Bugünkü yazımda otuz sene kadar önceki doktorlarla geçen anılarımdan bahsedeceğim.

Otuz sene önce bir yaşındaki kızım hastalandı. Ateşler içinde yanıyor, devamlı ağlıyor hiçbir şey yemiyor, içmiyor devamlı öksürüyor. Çocuğu aldım hanımla birlikte o çocuk doktoruna götürdük. Doktor bizi yazıhanesinde güler yüzle çok iyi bir şekilde karşıladı. Bize kolonya şeker tuttu. Hal hatırımızı sordu. Sonra çocuğa döndü, aman ne güzel ne cici bir çocuk pekte tatlı maşallah ben bu çocuğu pek sevdim gibi iltifatlı konuşmalar yaptıktan sonra nesi var çocuğun dedi. Bizde sabaha kadar uyumadı. Ateşler içinde yandı. Devamlı öksürdü sabah olunca da aldık size getirdik doktor bey dedik.
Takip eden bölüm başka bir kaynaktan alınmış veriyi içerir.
PR #1516, opened 2020-01-09
[SCB-1710] catch the throwable from the scheduled pulling task

yhs0092:
https://issues.apache.org/jira/browse/SCB-1710

solution:
- add a wrapper class `SuppressedRunnableWrapper` to decorate the scheduled tasks, to ensure that no `Throwable` is thrown out of the tasks. This wrapper can be reused later.
- wrap the `org.apache.servicecomb.serviceregistry.consumer.AppManager#pullInstances` scheduled task by `SuppressedRunnableWrapper`

### DIFF
--- a/foundations/foundation-common/src/test/java/org/apache/servicecomb/foundation/common/concurrency/RunnableWrapperTest.java
+++ b/foundations/foundation-common/src/test/java/org/apache/servicecomb/foundation/common/concurrency/RunnableWrapperTest.java
@@ -31,27 +31,36 @@ public class RunnableWrapperTest {
    * should not interrupt the scheduled tasks.
    */
   @Test
-  public void run() throws InterruptedException {
+  public void run() {
     ScheduledThreadPoolExecutor scheduledThreadPoolExecutor = new ScheduledThreadPoolExecutor(1);
     CountDownLatch countDownLatch = new CountDownLatch(3);
-    scheduledThreadPoolExecutor.scheduleAtFixedRate(
-        new SuppressedRunnableWrapper(
-            () -> {
-              countDownLatch.countDown();
-              switch ((int) countDownLatch.getCount()) {
-                case 2:
-                  throw new Error("Normal case, this is a mocked error");
-                case 1:
-                  throw new IllegalStateException("Normal case, this is a mocked exception");
-                default:
-              }
-            }
-        ),
-        1,
-        1,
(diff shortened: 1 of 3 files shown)


foundations/foundation-common/src/test/java/org/apache/servicecomb/foundation/common/concurrency/RunnableWrapperTest.java
```diff
@@ -0,0 +1,57 @@
...
+                default:
+              }
+            }
+        ),
+        1,
+        1,
+        TimeUnit.MILLISECONDS);
+
+    countDownLatch.await(1000, TimeUnit.MILLISECONDS);
+    assertEquals(0, countDownLatch.getCount());
```
liubao68: it's better to call scheduledThreadPoolExecutor.shutDownNow to terminate the thread pool

service-registry/src/main/java/org/apache/servicecomb/serviceregistry/registry/RemoteServiceRegistry.java
```diff
@@ -50,18 +52,16 @@ public RemoteServiceRegistry(EventBus eventBus, ServiceRegistryConfig serviceReg
...
-              try {
-                setName("Service Center Task [" + task.toString() + "[" + this.getId() + "]]");
-                super.run();
-              } catch (Throwable e) {
-                LOGGER.error("task {} execute error.", getName(), e);
-              }
-            }
-          };
+        new ThreadFactory() {
+          private int taskId;
```
liubao68: It's better to assign a default value explicitly

foundations/foundation-common/src/test/java/org/apache/servicecomb/foundation/common/concurrency/RunnableWrapperTest.java
yhs0092: Done. the try catch block is added and the thread pool is shutdown in the `finally` block.

service-registry/src/main/java/org/apache/servicecomb/serviceregistry/registry/RemoteServiceRegistry.java
yhs0092: Done. pls check it.

PR #1555, opened 2020-02-03
[SCB-1643] add a slution to integrate with huaweicloud

liubao68:

---

### DIFF
--- a/solutions/solution-basic/pom.xml
+++ b/solutions/solution-basic/pom.xml
@@ -29,6 +29,21 @@
   <artifactId>solution-basic</artifactId>
   <name>Java Chassis::Solutions::BASIC</name>
 
+  <properties>
+    <huaweicloudsdk-version>2.5.0</huaweicloudsdk-version>
+  </properties>
+
+  <repositories>
+    <repository>
+      <snapshots>
+        <enabled>false</enabled>
+      </snapshots>
+      <id>huaweicloudsdk-releases</id>
+      <name>huaweicloudsdk</name>
+      <url>https://repo.huaweicloud.com/repository/maven/huaweicloudsdk/</url>
+    </repository>
+  </repositories>
+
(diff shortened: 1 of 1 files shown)


WillemJiang:
How does the user use it?
It should be optional.

liubao68:
Users use it without notice. By adding this, samples provided in servicecomb-samples can run both in local and cloud

liubao68:
@WillemJiang I check the meaning of 'optional' in maven, this can not fullfil the purpose of the PR. By adding this, I want users include the file without notice to run across local and cloud. If 'optional' is defined, users still need to add this dependency in their pom. This is quite like not have this PR.

WillemJiang:
> @WillemJiang I check the meaning of 'optional' in maven, this can not fullfil the purpose of the PR. By adding this, I want users include the file without notice to run across local and cloud. If 'optional' is defined, users still need to add this dependency in their pom. This is quite like not have this PR.

'optional' means it's not used by default, I'm not talking about the maven optional scope, I'm talking about  if the user want to write the application to run with Huawei Cloud , he can add the dependency pom, but when we do the Apache release, we don't include this dependency pom by default.

liubao68:
> > @WillemJiang I check the meaning of 'optional' in maven, this can not fullfil the purpose of the PR. By adding this, I want users include the file without notice to run across local and cloud. If 'optional' is defined, users still need to add this dependency in their pom. This is quite like not have this PR.
> 
> 'optional' means it's not used by default, I'm not talking about the maven optional scope, I'm talking about if the user want to write the application to run with Huawei Cloud , he can add the dependency pom, but when we do the Apache release, we don't include this dependency pom by default.

```solution-basic``` is optional to users, they may not use this pom. The purpose of adding this pom is for easier of deploy. Or users will always be noticed to include the dependency and configure repositories.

Doktor bey çocuğu muayene etti. Öyle korkacak bir şey yok ben buna şurup yazarım hiçbir şeyi kalmaz dedi. Bu çocuklarda kalça çıkığı olma ihtimalleri oldukça yüksek ben bunu ortopedi doktoruna havale ediyorum. O bir muayene etsin ona göre içimiz rahat etsin dedi. Biz sana bunu ortopedi doktoruna havale et diye getirmedik. Neyse doktorun dediği gibi aldık. Ortopedi doktoruna götürdük bu doktorun da selamını söyledik. O da çocuğa baktı aman ne güzel ne cici ne şeker bir çocukmuş maşallah Allah nazardan esirgesin dedi. Daha birçok şeyler söyleyerek iltifatlarda bulundu. Bu da bizi röntgen uzmanına havale etti. Benim selamımı söylen o gereken ilgiyi sizlere gösterir dedi. Bizde Allah’ın saf kulu dediğini yaptık aldık röntgen uzmanına götürdük. Filmini çektirdik. Doktor filmi çekti iyi ki getirmişsiniz çocukta kalça çıkığı var dedi. Filimi aldık ilk önceki çocuk doktoruna gösterdik. O da baktı bak ben size demedim mi çocukta kalça çıkığı var. Ben buna bir korse yazacağım haftaya gelir takarız dedi şu kadar korse bedelinin parasını şimdi bana ödeyin. Haftaya da korse gelince ona da takma ücreti alırım dedi. Bizi gönderdi.

Haftaya çocuk doktoruna tekrar gittik. Korse gelmiş çok basit, teneke gibi üstü meşin kaplı bir şey. Bunu çocuğa taktı. Çocuğun ayakları ayrık vaziyette bu şekilde gece, gündüz devamlı duracak çıkartılmayacak, bir ay sonra tekrar doktora götürüp göstereceğiz. Çocuğumuzu aldık, geldik. Çocuk işkence içinde gece gündüz bu vaziyette içler acısı içimiz parçalanıyor. Çocuk yürümek üzere idi çocuğun yürümesi de bu korsenin yüzünden üç dört ay gecikti. Neyse bekledik bir ayın dolmasını inşallah düzelmiştir. Götürdüğümüzde korseyi doktor çıkartır dedik.

Bir ay sonra götürdük. Doktor şöyle bir yalandan baktı. Daha düzelmemiş tekrar bir ay sonra getirin dedi. Bizi gönderdi. Eşim ben bu doktora inanmıyorum. Çocuğuma boşu boşuna eziyet ediyor. Ben çocuğumu alıp Ankara’ya en iyi profesörlere götüreceğim dedi. Ben de razı oldum. Ankara’da fakülte hocalarından sahasında iyi bir profesör doktordan randevu aldık. Şu gün gelin dedi.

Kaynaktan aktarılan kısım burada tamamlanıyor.